正文 武松·金蓮·武大的「三角關係」

情挑武松(事在第一回)

潘金蓮說聽得人言,武松「在縣前街上,養著個唱的」!這當然是她故意捏造出來,用以試探武松的反應:

武松道:「嫂嫂休聽別人胡說,我武二從來不是這等人。」婦人道:「我不信。只怕叔叔口頭不似心頭。」武松道:「嫂嫂不信時,只問哥哥就見了。」婦人道:「啊呀,你休說他,他那裡曉得甚麼,如在醉生夢死一般。他若知道時,不賣炊餅了。叔叔且請一杯。」連篩了三四杯飲過,那婦人也有三杯酒落肚,烘動春心,那裡按納得住,欲心如火,只把閑話來說。武松也知了八九分,自己只把頭來低了,卻不來兜攬。婦人起身去燙酒、武松自在房內,卻拿火箸簇火。婦人良久,暖了一注子酒來,到房裡,一隻手拏著注子,一隻手便去武松肩上只一捏,說道:「叔叔只穿這些衣服,不寒冷么?」武松已有五七分不自在,也不理她。

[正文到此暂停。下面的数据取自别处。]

PR #490, opened 2019-07-11
resource-query: add support for properties

tpatki:
WIP PR that adds support for set-property and get-property in resource-query. 
TODO: Add similar support to [flux-resource script](https://github.com/flux-framework/flux-sched/blob/master/t/scripts/flux-resource) and `resource-match`.


resource/utilities/command.cpp
```diff
@@ -209,6 +213,75 @@ int cmd_cancel (resource_context_t *ctx, vector<string> &args)
...
+		goto done;
+	}
+
+	if (rc != 0) {
+		cerr << "ERROR: error encountered while getting property. " << endl;
+		cerr << "ERROR: " << strerror (errno) << endl;
+	}
+
+ done:
+	return 0;
```
dongahn: Same comment with `rc`.

resource/utilities/command.cpp
```diff
@@ -209,6 +213,75 @@ int cmd_cancel (resource_context_t *ctx, vector<string> &args)
...
+	std::map<std::string, std::vector <vtx_t>>::const_iterator it = ctx->db.by_path.find(resource_path);
+	if (it == ctx->db.by_path.end())
+		out << "Could not find path in resource graph." << endl;
+	else {
+		vtx_t v = it->second[0];
+		if (ctx->db.resource_graph[v].properties.size() == 0)
+			out << "No properties were found for " << resource_path << ". " << endl;
+		else {
+			std::map<std::string, std::string>::const_iterator p_it;
+			for (p_it=ctx->db.resource_graph[v].properties.begin(); p_it!=ctx->db.resource_graph[v].properties.end(); p_it++)
```
dongahn: Line break; function calling style; and also I will appreciate if you have spaces around the assignment statements.

t/t3012-resource-properties.t
```diff
@@ -0,0 +1,51 @@
+#!/bin/sh
```
dongahn: I would suggest to have some mal-formed inputs to ensure your code behaves as expected.

dongahn:
@tpatki: looks like a great start. Please see my in-line comments. I think the `resource` infrastructure overall don't have good support for resource properties yet. (e.g., emitters probably don't write properties -- even if they do, I don't think we have test coverage.) So could you also please open a ticket with "tighten up the property support within resource"? 

Thank you for being willing to share your WIP!

dongahn:
Forget to mention. You probably want to break the commit into at least two commits: one for the code addition and the other for test addition.

tpatki:
Thank you so much for the constructive comments, Dong! Yes, I was wondering about error checks too, so thanks for the feedback there, I'll add those in. And once that's done, I'll add in the script/CB. 
(It has been slower than expected but an excellent lesson for me in terms of time estimation).

dongahn:
> And once that's done, I'll add in the script/CB.

I'd suggest you would make an effort to make this a real PR first. And then, the resource-match part as another PR.

tpatki:
> I'd suggest you would make an effort to make this a real PR first. And then, the resource-match part as another PR.

Sounds good, will do.

tpatki:
@dongahn: Please take a look. 
I'll open a separate issue for the script/resource-match and get started on that soon.

resource/utilities/command.cpp
```diff
@@ -209,6 +213,91 @@ int cmd_cancel (resource_context_t *ctx, vector<string> &args)
...
+		cerr << "ERROR: malformed command" << endl;
+		return 0;
+	}
+
+	string resource_path = args[1];
+	string property_key, property_value;
+	ostream &out = (ctx->params.r_fname != "") ? ctx->params.r_out : cout;
+	int eq_count = count (args[2].begin (), args[2].end (), '=');
+
+	if (eq_count == 1) {		/* Exactly 1 '=' sign, try to extract LHS and RHS */
```
dongahn: Perhaps we want to support a value that may contain `=`? I can imagine a value string containing `=` like 

```
perf-class=mem=1:cpu=2
```

Then, `mem=1:cpu=2` will be further parsed by your match callback to decide which subclass you want to use?

dongahn: A knit: over 80 characters :-)

resource/utilities/command.cpp
```diff
@@ -209,6 +213,91 @@ int cmd_cancel (resource_context_t *ctx, vector<string> &args)
...
+		property_key = args[2].substr (0, args[2].find ("="));
+		property_value = args[2].substr (args[2].find ("=") + 1);
+	}
+
+	if ((eq_count != 1) || property_key.empty () || property_value.empty () ) {
+		out << "Incorrect input format. Please use "
```
dongahn: I slightly prefer breaking the output into two lines.

resource/utilities/command.cpp
```diff
@@ -209,6 +213,91 @@ int cmd_cancel (resource_context_t *ctx, vector<string> &args)
...
+				"`set-property <resource> PROPERTY=VALUE`." << endl;
+		return 0;
+	}
+
+	std::map<std::string, std::vector <vtx_t>>::const_iterator it =
+			ctx->db.by_path.find (resource_path);
+
+	if (it == ctx->db.by_path.end ()) {
+		out << "Couldn't find path" << resource_path <<
```
dongahn: Seems like you will need whitespaces in the surrounding strings.

resource/utilities/command.cpp
```diff
@@ -209,6 +213,91 @@ int cmd_cancel (resource_context_t *ctx, vector<string> &args)
...
+			"in resource graph." << endl;
+	}
+	else {
+		vtx_t v = it->second[0];
+		std::pair<std::map<string,string>::iterator,bool> ret;
```
dongahn: Seems like a deadwood?

resource/utilities/command.cpp
```diff
@@ -209,6 +213,91 @@ int cmd_cancel (resource_context_t *ctx, vector<string> &args)
...
+	}
+
+	string resource_path = args[1];
+	ostream &out = (ctx->params.r_fname != "") ? ctx->params.r_out : cout;
+
+	std::map<std::string, std::vector <vtx_t>>::const_iterator it =
+			ctx->db.by_path.find (resource_path);
+
+	if (it == ctx->db.by_path.end ()) {
+		out << "Could not find path" << resource_path <<
```
dongahn: Also need spaces in the surrounding strings.

resource/utilities/command.cpp
```diff
@@ -209,6 +213,91 @@ int cmd_cancel (resource_context_t *ctx, vector<string> &args)
...
+	else {
+		vtx_t v = it->second[0];
+		if (ctx->db.resource_graph[v].properties.size () == 0) {
+			out << "No properties were found for " << resource_path
+				<< ". " << endl;
+		}
+		else {
+			std::map<std::string, std::string>::const_iterator p_it;
+			for (p_it = ctx->db.resource_graph[v].properties.begin ();
+						p_it != ctx->db.resource_graph[v].properties.end (); p_it++)
```
dongahn: This appears to exceed 80 characters in my web browser. Yours may render this differently...

dongahn:
Tapasya, please close. I made a few minor comments. Please take a look. For the next round, you may want to have your changes as separate commits with a caveat that they will be squashed before this PR lands. That way, reviewers don't have to review the whole things when the PR only requires minor revision. Not a huge issue with this PR since it is pretty small. But this can help quiet bit for large PRs. Thanks!

resource/utilities/command.cpp
tpatki: How about we do this after the first version of variation-scheduler is in?
As in, we get that first ECP milestone out and then add:
(1) support for adding multiple properties at once (egmem/cpu examples or comma-separated as opposed to writing out "set-property" every time), 
(2) support for get-property <resource> PROPERTY

tpatki:
@dongahn: Thanks, Dong, let me make the changes you suggested. 
Looks like 80 chars on my eclipse editor is messed up, let me cap off at 70- or so, that way we have more readable code. Is there a nice automated way to check for this?

resource/utilities/command.cpp
dongahn: Adding multi-subclass capability support within variation scheduler is later okay by me. But maybe this code can be slightly revised to support values that contain `=` to position the future work? (Since you will have more commits anyway?)

dongahn:
I vaguely remember @SteVwonder had clang based style checker... I maybe wrong though.

resource/utilities/command.cpp
tpatki: Sure. 
The question will be, when is having more than one`=` ok, and when it isn't. As in, where do we check and reject the malformed inputs: in the matcher or in the set-property?
`perf-class=mem=1:cpu=2` versus
`perf-class=mem=5==cpu=2:?garbage`

dongahn: I would take everything that comes after the first occurrence of `=` *valid* at this point of execution as far as it is not empty. That is, how to interpret the value object is really up to the user of that value string. If a garbage is there, the user will raise an exception.

tpatki: Got it, and makes sense. The matcher can reject input that it cannot parse, I suppose. 
That's an easy fix (`= 1` to `>= 1`) should do it.

dongahn: > That's an easy fix (= 1 to >= 1) should do it.

Yes. However, a more efficient trick would be just to find the first occurrence instead of count all of them? 

```c++
   string key;
   string val;
   size_t pos = 0;
   std::string delim = "=";

    if ((pos = args[2].find (delim)) == std::string::npos
         || pos == 0 || pos == args[2].length () - 1) {
            // input error 
    } else {
        key = args[2].substr (0, pos);
        val = args[2].substr (pos+1);
    }
```
The code not tested...

tpatki:
@dongahn: Made the changes you requested. 
Let me know what the process to squash is for this to get merged in when it's ready. Thanks!

resource/utilities/command.cpp
```diff
@@ -223,29 +223,27 @@ int cmd_set_property (resource_context_t *ctx, std::vector<std::string> &args)
 	string resource_path = args[1];
 	string property_key, property_value;
 	ostream &out = (ctx->params.r_fname != "") ? ctx->params.r_out : cout;
-	int eq_count = count (args[2].begin (), args[2].end (), '=');
+	size_t pos = args[2].find ('=');
```
dongahn: @tpatki: Thank you. The code looks great. I *think* there are problems with our editor though. I just realize the indentation is much larger than the rest of the code. Could you please align the indentation with the rest of the code, so the code will look as if one person wrote?

resource/utilities/command.cpp
```diff
@@ -223,29 +223,27 @@ int cmd_set_property (resource_context_t *ctx, std::vector<std::string> &args)
...
 
-	if (eq_count == 1) {		/* Exactly 1 '=' sign, try to extract LHS and RHS */
-		property_key = args[2].substr (0, args[2].find ("="));
-		property_value = args[2].substr (args[2].find ("=") + 1);
+	if (pos == 0 || (pos == args[2].size() - 1) || pos == string::npos) {
```
dongahn: A nit. Space after the `size ()` method.

resource/utilities/command.cpp
```diff
@@ -289,7 +287,7 @@ int cmd_get_property (resource_context_t *ctx, std::vector<std::string> &args)
 		else {
 			std::map<std::string, std::string>::const_iterator p_it;
 			for (p_it = ctx->db.resource_graph[v].properties.begin ();
-						p_it != ctx->db.resource_graph[v].properties.end (); p_it++)
+				p_it != ctx->db.resource_graph[v].properties.end (); p_it++)
 							out << p_it->first << "=" << p_it->second << endl;
```
dongahn: The indentation for this statement is way off. Eclipse?

dongahn:
@tpatki: Just a few minor final reviews in-lined. Once those are addressed and the commits are squashed, this PR LGTM.

dongahn:
@tpatki: once the above issues are handled, this PR will need to be rebased with the upstream and pushed.

```console
$ git remote add upstream git@github.com:flux-framework/flux-sched.git
$ git fetch upstream
$ git rebase upstream/master
```

If all is good (no conflict is expected), then force a push.

tpatki:
@dongahn: Yes, will clean this up shortly this afternoon. Sorry, was out of office this morning, just getting back.

tpatki:
@dongahn: I fixed the indentation, and I hope that I did the rebase/squash correctly. Let me know if this was ok.

dongahn:
Thanks. 

- Seems you lost your last commit splits. Now your single commit has both code change and test.

- Please rebase your PR with upstream master. You can find this by looking at the warning  above "This beach is out of sync with the base branch"

Otherwise LGTM.

tpatki:
That's weird, I did rebase (that's how I squashed commits). Trying again.

dongahn:
> That's weird, I did rebase (that's how I squashed commits). Trying again.

Maybe you didn't rebase with upstream but origin? 

``` console
$ git remote add upstream git@github.com:flux-framework/flux-sched.git
$ git fetch upstream
$ git rebase upstream/master
```

Should rebase your PR against the upstream master.

dongahn:
I also saw the name of the PR has [WIP] on it. I guess it's the time to remove that tag.

tpatki:
@dongahn: let me know if all looks good now.

dongahn:
> Seems you lost your last commit splits. Now your single commit has both code change and test.

Hmmm this needs to be addressed?

tpatki:
Sorry I had missed that -- done.

dongahn:
@tpatki: Makefile.am change seems to belong to the test commit.

dongahn:
Thanks!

潘金蓮對武松的挑逗是逐漸「升級」的,先是「酥胸微露,雲鬢半嚲」的來勸酒,跟著是風言風語來撩撥他。武松的反應則是「只把頭來低了,卻不來兜攬」。潘金蓮遂更進一步見之行動了。這一段寫出了潘金蓮的「色膽包天」,也寫出了武松的「穩重」——不受撩撥,但也沒有立即翻臉。

武松的心理分析(事在第一回)

試想武松如果是像李逵那樣的性子,恐怕在潘金蓮用言語撩撥他時,他早已翻臉了,但他到潘金蓮開始用行動「調戲」(把手在他肩上一捏)他時,他雖「有五七分不自在」,也仍是「不理她」,這樣寫,不但寫出了武松穩重的性格。也寫出了他的內心活動。何以「有五七分不自在」仍不發作呢?讀者可以理解得到,在這個過程中,武松一定會考慮到若干問題,例如要顧及哥哥的面子,怕失掉了家庭的溫暖等等。(雖然這個家是他哥哥的家,但他已經成為這個家的一員了,在這個家中,他是享受到比哥哥多得多的溫暖的。「溫暖」並不涉及情慾,以武松的身份和教養,相信他也不會想到情慾這一方面。至於「潛意識」中是否亦是如此,那就難說了。)從這一段描寫中,我們也可看到,嫂嫂的「攻勢」令他感到為難,不知如何應付才好。

潘金蓮越發猖狂了:

婦人見他不應,匹(通劈)手便來奪火箸,口裡道:「叔叔你不會簇火,我與你撥火。只要一似火盆來熱便好!」武松有八九分焦燥,只不做聲!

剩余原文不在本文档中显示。